For the record, other parts of the USDA's site partially contradict that panel of information. During fiscal year 2022 (which may have seen an uptick due to pandemic-related disruptions), WIC administered benefits to "an estimated 39 percent of all infants in the United States." This seems high to me given what we know about poverty statistics. It's hard to get a straight answer, even using the agency's own data and infographics. But one thing becomes clear: it is not true that half of U.S. newborns rely on this means-tested government program, which is what Reuters claimed (albeit with the handy hedge word nearly).

The official national poverty rate as of 2022 hovered at around 11.5 percent, per Census Bureau data. There are plenty of issues with how poverty gets measured in the U.S. As I wrote recently in Roundup:

Poverty in America is measured in two ways: via the Official Poverty Measure (OPM), which uses cash and cash-like government benefits (welfare and unemployment checks), and the Supplemental Poverty Measure (SPM), which factors in food stamps and tax credits. Depending on which measure you look at, you'll get a different sense of how dire (or not) the situation is. For example, stimulus checks, expanded food stamp benefits, and expanded child tax credits were counted only under the SPM (not the OPM). When they expired last year, the poverty rate (as counted by the SPM) rose.

But the buried lede in all of this trouble with counting is that there are actually a lot of programs designed to take care of the needs of the American poor. WIC, for example, tends to be available to those with "a family income of at or below 185 percent of the U.S. poverty level"; 37 percent of WIC recipients are also enrolled in Medicaid but not Temporary Assistance for Needy Families (TANF) or SNAP; 31 percent of WIC recipients used both Medicaid and SNAP but not TANF; 4 percent use all mentioned programs.

None of this is to downplay the hardships or indignities of poverty. Rather, it is important for news outlets to accurately report what is really happening on the ground so that we don't have a warped sense of the scale of the country's problems. If fully half of American infants are starving or in danger of it—and if that money will soon be pulled because Congress can't agree on appropriations bills—that would be a dire situation. Thankfully, that's not really what's happening, and there are generally multiple welfare programs that serve these groups at once.
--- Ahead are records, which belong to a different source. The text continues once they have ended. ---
PR #7711, opened 2026-04-23
chore(Checkbox): use stroke tokens for border instead of background tokens

langz:

Replace background-category tokens with stroke tokens for border properties:
- --checkbox-color-border-on: use stroke-selected instead of background-selected
- --checkbox-color-border-on--disabled: use stroke-action-disabled instead of background-action-disabled


joakbjerk:
The border should be the same color as the background when checked, and checked in disabled state. The Figma sketches does not have a border color tokens for the checked states, as the components do not have borders in sketches when checked. Setting the borders to transparent in the code makes the checkboxes slightly smaller than the should be when checked.

I feel like the background color tokens works here, since the intent is for the borders to be the same color as the background. We could of course change the `--checkbox-color-border-on` be `--token-color-stroke-selected` as they are the same color in all the themes for now, but setting `--checkbox-color-border-on--disabled` to '--token-color-stroke-action-disabled' does not work, as they are different colors 🤷

tujoworker:
@langz will add comment in another PR.

PR #7712, opened 2026-04-23
chore(Switch): use stroke tokens for border instead of background tokens

langz:

Replace background-category tokens with stroke tokens for border-color:
- checked state: use stroke-selected instead of background-selected
- disabled checked state: use stroke-action-disabled instead of background-action-disabled


joakbjerk:
Same situation as [here](https://github.com/dnbexperience/eufemia/pull/7711#issuecomment-4304443079) 🫡

tujoworker:
@langz will add comment in another PR.

PR #7719, opened 2026-04-23
chore: remove forwardRef from test

langz:


packages/dnb-eufemia/src/elements/Element.tsx
```diff
@@ -97,7 +97,7 @@ function Element(localProps: ElementAllProps) {
 
   const isFragment = Tag === React.Fragment
 
-  if (!isFragment && typeof Tag !== 'function' && ref) {
```
langz, line 100: I will look a bit more into this.

langz: We don’t have class components anymore, but could be that other apps could pass those in

packages/dnb-eufemia/src/elements/Element.tsx
```diff
@@ -97,7 +97,7 @@ function Element(localProps: ElementAllProps) {
...
+  if (!isFragment && ref) {
```
langz:
```suggestion
  if (!isFragment && typeof Tag !== 'function' && ref)) {
```

packages/dnb-eufemia/src/elements/Element.tsx
```diff
@@ -97,7 +97,7 @@ function Element(localProps: ElementAllProps) {
 
   const isFragment = Tag === React.Fragment
 
-  if (!isFragment && typeof Tag !== 'function' && ref) {
+  if (!isFragment && typeof Tag !== 'function' && ref)) {
```
langz:
```suggestion
  if (!isFragment && typeof Tag !== 'function' && ref) {
```

PR #7723, opened 2026-04-23
fix(List): improve a11y for `List.Item.Action`

tujoworker:
Motivation: https://dnb-it.slack.com/archives/CMXABCHEY/p1776938215268739


langz (approved):
Would an existing axeComponent test have seen/found this issues, or perhaps that's not needed?

karini6:
> Would an existing axeComponent test have seen/found this issues, or perhaps that's not needed?

I noticed there is a test I would expect to catch this in List.test.tsx, I was surprised to see that it passed. Good reminder that axe tests don't catch as much as we'd like them to, I guess :D

tujoworker:
> Would an existing axeComponent test have seen/found this issues, or perhaps that's not needed?

Yes. Now we have one.

tujoworker:
> > Would an existing axeComponent test have seen/found this issues, or perhaps that's not needed?
> 
> I noticed there is a test I would expect to catch this in List.test.tsx, I was surprised to see that it passed. Good reminder that axe tests don't catch as much as we'd like them to, I guess :D

Hmm, yeah, you think about this one I guess:

https://github.com/dnbexperience/eufemia/blob/main/packages/dnb-eufemia/src/components/list/__tests__/List.test.tsx#L227

tujoworker:
Yes, we had a problem in our axe tests! Will either add the fix here in in a separate PR, depending on the outcome.

PR #7726, opened 2026-04-23
chore(Tag): remove dead variables

langz:

Replace icon-category token with semantically correct background token for --tag-icon-background-color in active/pressed state:
- use background-action-pressed instead of icon-action-pressed

The --tag-icon-background-color feeds into the SVG circle fill, making background the correct token category.


joakbjerk:
The variable did not actually do anything, so lets remove it all together 😝

PR #7736, opened 2026-04-23
chore(Portal): implement "Light mode" in CodeBlock when portal is in Dark mode

tujoworker:


packages/dnb-design-system-portal/src/shared/tags/CodeBlock.tsx
```diff
@@ -164,6 +164,8 @@ function LiveCode(props: LiveCodeProps) {
     props.surface
   )
 
+  console.log('colorScheme', colorScheme)
+
```
langz:
```suggestion
```

langz (approved):

packages/dnb-design-system-portal/src/shared/tags/CodeBlock.tsx
```diff
@@ -278,12 +281,20 @@ function LiveCode(props: LiveCodeProps) {
...
+                          ? inheritedDark
+                            ? 'light'
+                            : 'dark'
+                          : undefined
+                      )
+                    }}
                     size="medium"
-                    label="Dark mode"
+                    label={inheritedDark ? 'Light mode' : 'Dark mode'}
                   />
```
langz, line 296: Should we reset colorScheme when the inherited mode changes?

I think I was into it here https://github.com/dnbexperience/eufemia/pull/7737#pullrequestreview-4164604223

Does not really matter, as it's dev-only so the blast radius is small, but it's the kind of subtle desync that leads to confusing behavior when toggling dark mode at the portal level while also toggling it per-CodeBlock.

langz (approved):

packages/dnb-design-system-portal/src/shared/tags/CodeBlock.tsx
tujoworker: Yeah, let's have a try with this approach. I think it makes sense when everything falls into place.

PR #7737, opened 2026-04-23
chore(Portal): add dark mode toggle button

tujoworker:


packages/dnb-design-system-portal/src/shared/menu/PortalToolsMenu.tsx
```diff
@@ -5,12 +5,17 @@ import { H2, P, Anchor } from '@dnb/eufemia/src'
...
+import ToggleDarkMode from '../../core/ToggleDarkMode'
 import ChangeLocale from '../../core/ChangeLocale'
 import ChangeStyleTheme from '../../core/ChangeStyleTheme'
 import { buttonStyle } from './PortalToolsMenu.module.scss'
 import type { TooltipPlacement } from '@dnb/eufemia/src/components/tooltip/types'
 import type { ButtonProps } from '@dnb/eufemia/src/components/Button'
 
+const isDev =
+  process.env.NODE_ENV === 'development' ||
+  process.env.GATSBY_IS_PREVIEW === 'true'
```
langz, line 17: 👍 
Nice, I like having stuff in preview 🤗

langz (approved):
Great, I think it looks good :) 

One could consider looking into which "logic" one would like to have in terms of priority between dark mode set in "portal tools" vs dark mode set in "code block", but I guess that's just nitpicking, as users will easily see if it's actually darkmode or not regardless of what the checkboxes say:

https://github.com/user-attachments/assets/30a72bd3-e3e7-4f36-bf8f-3785b7eea7f3

PR #7740, opened 2026-04-23
refactor(Tabs): use design tokens

tujoworker:
Preview: https://refactor-tabs-design-tokens.eufemia-e25.pages.dev/uilib/components/tabs/


packages/dnb-eufemia/src/components/tabs/Tabs.tsx
```diff
@@ -1277,7 +1273,6 @@ Tip: Check out other solutions like <Tabs.Content id="unique">Your content, outs
               onMouseEnter={onMouseEnterHandler}
               onClick={onClickHandler}
               onKeyUp={onKeyDownHandler}
-              onMouseDown={onMouseDown}
```
langz, line 1280: Assuming this is correct and intentional 🙏

packages/dnb-eufemia/src/components/tabs/style/dnb-tabs.scss
```diff
@@ -239,26 +245,75 @@
...
+      color: var(--tab-title-color--selected);
+    }
+
+    &:not([disabled]).selected:active &__title {
+      color: var(--token-color-text-action-pressed);
     }
 
     // selected only
+    /* stylelint-disable-next-line no-duplicate-selectors */
     &:not([disabled]).selected &__title {
```
langz: Can/should this and line 304 be merged together into one?

langz (approved):

packages/dnb-eufemia/src/components/tabs/Tabs.tsx
tujoworker: Yeah, we don’t get a mouse-down effect with that change. No tests depend on it, but I’m pretty sure it was added intentionally at some point.

We should probably dig a bit deeper before removing it.

That said, even in production today, there is no visible active-state change, even though the CSS styles for it exist.

packages/dnb-eufemia/src/components/tabs/style/dnb-tabs.scss
tujoworker: The second one is the active state. But yeah, could be joined.

packages/dnb-eufemia/src/components/tabs/Tabs.tsx
tujoworker: Before v11 we had this comment. I'll dig deeper.

> // Once we press with mouse, the focus makes the scroll view move
> // In order to enhance UX, we prevent that and only allow a real click

tujoworker: I'm not able to reproduce any issue like that. I think its fine to remove.

packages/dnb-eufemia/src/components/tabs/style/dnb-tabs.scss
tujoworker: Done

PR #7746, opened 2026-04-24
fix(FieldBlock): render label as span when not associated with a form field

langz:
When FieldBlock is used without a forId (i.e. the content is not a form field), the label element was rendered as <label> without a for attribute. This caused Chrome's accessibility audit to flag it with `'a label is not associated with a form field'`. Now renders as <span> when `forId` is not provided, and `<label>` when it is.

### DIFF
--- a/packages/dnb-eufemia/src/extensions/forms/FieldBlock/style/dnb-field-block.scss
+++ b/packages/dnb-eufemia/src/extensions/forms/FieldBlock/style/dnb-field-block.scss
@@ -37,9 +37,6 @@ fieldset.dnb-forms-field-block {
   &--width {
     &-stretch {
       flex-grow: 1;
-      label.dnb-form-label {
-        max-width: none;
-      }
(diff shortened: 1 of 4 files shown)


packages/dnb-eufemia/src/extensions/forms/FieldBlock/style/dnb-field-block.scss
```diff
@@ -70,6 +67,10 @@ fieldset.dnb-forms-field-block {
 
     margin-right: 0;
 
+    .dnb-forms-field-block--width-stretch & {
+      max-width: none;
+    }
+
```
langz, line 73: Added this so that this will apply to whether the underlying element is `<label>`, `<span>`, or `<legend>`.
So that it will still look as expected, no matter what underlying element it is used for the given label

tujoworker (approved):
👏

PR #7759, opened 2026-04-24
fix(Dropdown, Autocomplete): add outline (border) to DrawerList

tujoworker:
In order to support dark mode, the drawer list needs an outline. 
The motivation is to get the same look as the Popover. Except for the different drop shadow.


langz (approved):
Good good, assuming they use the same tokens as in popover then 🙏

packages/dnb-eufemia/src/fragments/drawer-list/style/themes/dnb-drawer-list-theme-ui.scss
```diff
@@ -208,6 +217,9 @@
 
   &__arrow::before {
     @include utilities.sharpDropShadow();
```
langz:
```suggestion
```

I guess this can be removed, as we manually set box-shadow on the line below

PR #7766, opened 2026-04-24
refactor(Timeline): use design tokens

joakbjerk:
Preview: https://feat-timeline-design-tokens.eufemia-e25.pages.dev/uilib/components/upload/

### DIFF
--- a/packages/dnb-eufemia/src/components/timeline/__tests__/__snapshots__/Timeline.test.tsx.snap
+++ b/packages/dnb-eufemia/src/components/timeline/__tests__/__snapshots__/Timeline.test.tsx.snap
@@ -108,7 +108,7 @@ exports[`Timeline scss should match style dependencies css 1`] = `
   padding: 0;
   color: var(--token-color-icon-neutral);
   background-color: var(--token-color-background-page-background);
-  --border-color: var(token-color-stroke-neutral);
+  --border-color: var(--token-color-stroke-neutral);
   --border-width: 0.0625rem;
   box-shadow: inset 0 0 0 var(--border-width) var(--border-color);
   border-color: transparent;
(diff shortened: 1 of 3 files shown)


packages/dnb-eufemia/src/components/timeline/__tests__/__snapshots__/Timeline.test.tsx.snap
```diff
@@ -128,20 +103,47 @@ exports[`Timeline scss should match style dependencies css 1`] = `
   justify-content: center;
   height: auto;
   padding: 0;
+  color: var(--token-color-icon-neutral);
+  background-color: var(--token-color-background-page-background);
+  --border-color: var(token-color-stroke-neutral);
```
langz:
```suggestion
  --border-color: var(--token-color-stroke-neutral);
```

packages/dnb-eufemia/src/components/timeline/style/themes/dnb-timeline-theme-ui.scss
langz, line 1: Should this file be removed? Or is that not the case for all conversions?
In quite a few design token conversetions this file gets removed, but it might not be so for all?

langz (approved):

packages/dnb-eufemia/src/components/timeline/style/themes/dnb-timeline-theme-ui.scss
joakbjerk: this file still contains font weights and sizes, which are not tokenized as far as I know

langz: Ahhh, there's so many levels to this. We will never actually be done supporting tokens for any components, as it will always be leftovers. Haha. 

Probably not that bad, but sort of feels like it never really is finished.

PR #7769, opened 2026-04-25
fix(MCP): make @modelcontextprotocol/sdk a devDependency — ⚠️ install it yourself to use the MCP server (beta)

tujoworker:
Move it to devDependencies and document that applications using the MCP server need to install it themselves. The reason is because of a vulnerability issue reported by some security scanners. Not the one we use in this repo.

Even if the government shuts down and WIC payments get temporarily suspended, the Supplemental Nutrition Assistance Program (SNAP) will still continue to cut checks for the needy, at least for the entire month of October, for example. The longest government shutdown in history lasted for 34 days, so it's likely that SNAP would have enough runway to continue to administer benefits for the duration of the shutdown. Meanwhile, the Department of Housing and Urban Development says that it will continue to administer housing vouchers but that "the processing or closing of FHA-insured loans may be delayed."

In other words: some of the programs that poor people rely on to scrape by may be temporarily halted or skeletal in staffing, but basic necessities will, in some form, remain available. Media outlets and politicians looking to score points should not claim otherwise.